Problem requirements
Report every line from the material that contains the word "seems".
** Opening Exercise material block **
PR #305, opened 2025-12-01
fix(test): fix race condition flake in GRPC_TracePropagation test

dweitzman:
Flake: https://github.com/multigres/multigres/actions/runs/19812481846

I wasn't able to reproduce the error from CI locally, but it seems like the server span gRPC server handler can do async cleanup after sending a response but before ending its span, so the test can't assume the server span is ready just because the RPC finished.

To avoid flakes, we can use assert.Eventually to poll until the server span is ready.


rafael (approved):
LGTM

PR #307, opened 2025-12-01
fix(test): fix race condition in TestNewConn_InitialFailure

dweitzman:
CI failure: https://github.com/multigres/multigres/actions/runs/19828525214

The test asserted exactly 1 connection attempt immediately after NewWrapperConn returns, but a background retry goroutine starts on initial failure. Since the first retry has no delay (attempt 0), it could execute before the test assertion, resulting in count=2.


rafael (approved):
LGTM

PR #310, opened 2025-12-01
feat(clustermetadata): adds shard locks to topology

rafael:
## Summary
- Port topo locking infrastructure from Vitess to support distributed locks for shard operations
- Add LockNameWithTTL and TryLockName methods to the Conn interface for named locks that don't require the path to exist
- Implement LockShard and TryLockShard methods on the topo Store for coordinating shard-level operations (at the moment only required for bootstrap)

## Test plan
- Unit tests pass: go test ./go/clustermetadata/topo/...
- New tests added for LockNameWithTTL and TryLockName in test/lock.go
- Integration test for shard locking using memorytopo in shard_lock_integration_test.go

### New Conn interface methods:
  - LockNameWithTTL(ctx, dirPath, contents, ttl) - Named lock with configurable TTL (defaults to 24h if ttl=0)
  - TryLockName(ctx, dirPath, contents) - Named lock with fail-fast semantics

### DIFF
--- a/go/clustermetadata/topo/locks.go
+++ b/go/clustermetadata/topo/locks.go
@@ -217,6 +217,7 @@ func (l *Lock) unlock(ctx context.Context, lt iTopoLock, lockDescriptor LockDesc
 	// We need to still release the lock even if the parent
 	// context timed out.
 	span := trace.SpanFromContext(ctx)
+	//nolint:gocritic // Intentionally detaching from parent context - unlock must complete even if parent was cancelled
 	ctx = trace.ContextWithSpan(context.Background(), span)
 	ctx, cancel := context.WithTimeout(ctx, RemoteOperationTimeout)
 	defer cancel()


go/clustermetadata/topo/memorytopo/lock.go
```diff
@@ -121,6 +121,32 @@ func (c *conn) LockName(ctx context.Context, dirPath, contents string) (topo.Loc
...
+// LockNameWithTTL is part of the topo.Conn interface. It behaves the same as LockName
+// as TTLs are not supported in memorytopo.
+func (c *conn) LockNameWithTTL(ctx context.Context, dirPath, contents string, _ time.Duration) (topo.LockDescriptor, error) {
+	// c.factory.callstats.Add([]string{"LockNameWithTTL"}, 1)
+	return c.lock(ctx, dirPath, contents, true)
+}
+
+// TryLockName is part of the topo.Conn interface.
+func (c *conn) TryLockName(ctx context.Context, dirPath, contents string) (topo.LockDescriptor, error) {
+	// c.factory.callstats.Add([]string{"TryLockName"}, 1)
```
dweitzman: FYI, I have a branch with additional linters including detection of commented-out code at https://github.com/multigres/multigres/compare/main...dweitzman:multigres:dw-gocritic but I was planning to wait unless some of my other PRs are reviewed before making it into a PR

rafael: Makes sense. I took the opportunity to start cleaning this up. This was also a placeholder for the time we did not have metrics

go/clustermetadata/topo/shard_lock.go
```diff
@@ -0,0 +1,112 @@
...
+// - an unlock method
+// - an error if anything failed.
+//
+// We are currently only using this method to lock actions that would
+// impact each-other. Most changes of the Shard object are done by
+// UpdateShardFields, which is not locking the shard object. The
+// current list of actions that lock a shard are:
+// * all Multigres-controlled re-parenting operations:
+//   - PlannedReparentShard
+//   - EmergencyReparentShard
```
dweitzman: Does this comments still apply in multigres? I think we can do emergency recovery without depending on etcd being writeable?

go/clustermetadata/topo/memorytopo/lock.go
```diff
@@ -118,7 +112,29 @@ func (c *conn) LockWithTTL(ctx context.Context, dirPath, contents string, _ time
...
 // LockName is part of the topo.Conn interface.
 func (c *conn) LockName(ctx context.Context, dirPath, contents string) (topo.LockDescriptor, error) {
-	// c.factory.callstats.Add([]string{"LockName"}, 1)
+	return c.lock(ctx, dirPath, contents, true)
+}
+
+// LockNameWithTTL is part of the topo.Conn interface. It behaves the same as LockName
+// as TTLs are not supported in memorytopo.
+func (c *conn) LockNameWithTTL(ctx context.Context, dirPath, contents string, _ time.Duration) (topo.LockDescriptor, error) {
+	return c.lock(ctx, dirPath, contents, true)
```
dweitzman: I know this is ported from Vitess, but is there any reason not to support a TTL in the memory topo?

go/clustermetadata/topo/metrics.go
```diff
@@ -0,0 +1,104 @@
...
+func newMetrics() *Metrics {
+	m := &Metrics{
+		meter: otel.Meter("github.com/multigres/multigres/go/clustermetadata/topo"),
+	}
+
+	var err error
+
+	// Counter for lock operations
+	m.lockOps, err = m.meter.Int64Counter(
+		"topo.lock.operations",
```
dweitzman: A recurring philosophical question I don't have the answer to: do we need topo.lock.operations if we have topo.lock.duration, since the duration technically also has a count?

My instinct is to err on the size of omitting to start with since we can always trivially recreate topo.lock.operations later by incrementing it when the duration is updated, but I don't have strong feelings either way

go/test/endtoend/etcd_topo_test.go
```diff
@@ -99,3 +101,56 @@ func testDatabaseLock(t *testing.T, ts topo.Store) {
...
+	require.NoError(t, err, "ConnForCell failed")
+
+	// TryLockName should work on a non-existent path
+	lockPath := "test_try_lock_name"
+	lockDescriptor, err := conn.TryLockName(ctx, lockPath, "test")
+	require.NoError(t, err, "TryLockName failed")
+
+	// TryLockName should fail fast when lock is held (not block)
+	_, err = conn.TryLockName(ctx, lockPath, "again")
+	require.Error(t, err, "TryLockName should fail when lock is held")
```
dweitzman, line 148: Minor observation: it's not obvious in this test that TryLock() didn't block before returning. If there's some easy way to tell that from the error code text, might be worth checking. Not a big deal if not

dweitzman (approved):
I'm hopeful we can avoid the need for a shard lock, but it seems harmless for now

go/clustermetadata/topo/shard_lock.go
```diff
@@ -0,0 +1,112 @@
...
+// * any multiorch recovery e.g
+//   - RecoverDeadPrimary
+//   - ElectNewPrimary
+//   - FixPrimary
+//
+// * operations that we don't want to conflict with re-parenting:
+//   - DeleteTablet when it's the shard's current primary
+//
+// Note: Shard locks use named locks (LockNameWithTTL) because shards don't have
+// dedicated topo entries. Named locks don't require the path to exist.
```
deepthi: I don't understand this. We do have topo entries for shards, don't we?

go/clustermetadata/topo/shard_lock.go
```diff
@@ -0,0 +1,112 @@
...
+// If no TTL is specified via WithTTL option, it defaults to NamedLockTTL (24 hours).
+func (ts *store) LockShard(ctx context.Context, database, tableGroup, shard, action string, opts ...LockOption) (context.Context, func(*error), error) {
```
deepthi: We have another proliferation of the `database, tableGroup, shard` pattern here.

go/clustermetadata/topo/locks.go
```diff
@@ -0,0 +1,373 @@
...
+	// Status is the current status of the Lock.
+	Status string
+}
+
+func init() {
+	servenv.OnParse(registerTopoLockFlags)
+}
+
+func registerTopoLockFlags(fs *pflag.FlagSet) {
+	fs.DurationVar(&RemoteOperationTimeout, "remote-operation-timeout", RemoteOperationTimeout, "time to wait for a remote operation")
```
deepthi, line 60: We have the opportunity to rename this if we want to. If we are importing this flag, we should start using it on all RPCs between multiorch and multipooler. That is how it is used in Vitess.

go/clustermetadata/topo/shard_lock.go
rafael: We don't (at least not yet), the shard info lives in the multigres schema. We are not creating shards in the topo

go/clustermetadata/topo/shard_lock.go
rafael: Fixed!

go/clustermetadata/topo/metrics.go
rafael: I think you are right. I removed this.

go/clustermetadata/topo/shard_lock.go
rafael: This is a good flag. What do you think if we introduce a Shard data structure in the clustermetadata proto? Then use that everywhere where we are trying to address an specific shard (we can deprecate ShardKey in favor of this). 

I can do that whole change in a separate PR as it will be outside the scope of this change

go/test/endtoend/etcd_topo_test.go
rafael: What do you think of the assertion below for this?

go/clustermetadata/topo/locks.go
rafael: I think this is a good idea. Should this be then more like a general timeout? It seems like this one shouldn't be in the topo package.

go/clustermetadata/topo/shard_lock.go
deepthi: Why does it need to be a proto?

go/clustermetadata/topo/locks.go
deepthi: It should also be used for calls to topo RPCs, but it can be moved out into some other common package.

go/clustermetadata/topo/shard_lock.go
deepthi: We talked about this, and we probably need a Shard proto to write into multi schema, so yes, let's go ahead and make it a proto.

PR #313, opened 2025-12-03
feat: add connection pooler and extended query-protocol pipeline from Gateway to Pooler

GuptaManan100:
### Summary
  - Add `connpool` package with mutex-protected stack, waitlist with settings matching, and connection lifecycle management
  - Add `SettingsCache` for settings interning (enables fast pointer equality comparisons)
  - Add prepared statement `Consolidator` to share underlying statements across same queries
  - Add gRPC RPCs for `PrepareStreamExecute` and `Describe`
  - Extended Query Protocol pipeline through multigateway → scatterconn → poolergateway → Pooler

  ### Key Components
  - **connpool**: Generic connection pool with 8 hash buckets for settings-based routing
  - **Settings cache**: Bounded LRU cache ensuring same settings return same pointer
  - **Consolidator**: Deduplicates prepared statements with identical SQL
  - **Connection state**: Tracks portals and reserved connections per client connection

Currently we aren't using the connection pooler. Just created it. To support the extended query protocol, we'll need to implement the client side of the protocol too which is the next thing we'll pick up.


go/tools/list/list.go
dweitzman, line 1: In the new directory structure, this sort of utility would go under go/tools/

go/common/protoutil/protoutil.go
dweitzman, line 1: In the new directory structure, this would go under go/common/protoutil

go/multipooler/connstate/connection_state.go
** Closing Exercise material block **
Result of this task
I wasn't able to reproduce the error from CI locally, but it seems like the server span gRPC server handler can do async cleanup after sending a response but before ending its span, so the test can't assume the server span is ready just because the RPC finished.
I'm hopeful we can avoid the need for a shard lock, but it seems harmless for now
rafael: I think this is a good idea. Should this be then more like a general timeout? It seems like this one shouldn't be in the topo package.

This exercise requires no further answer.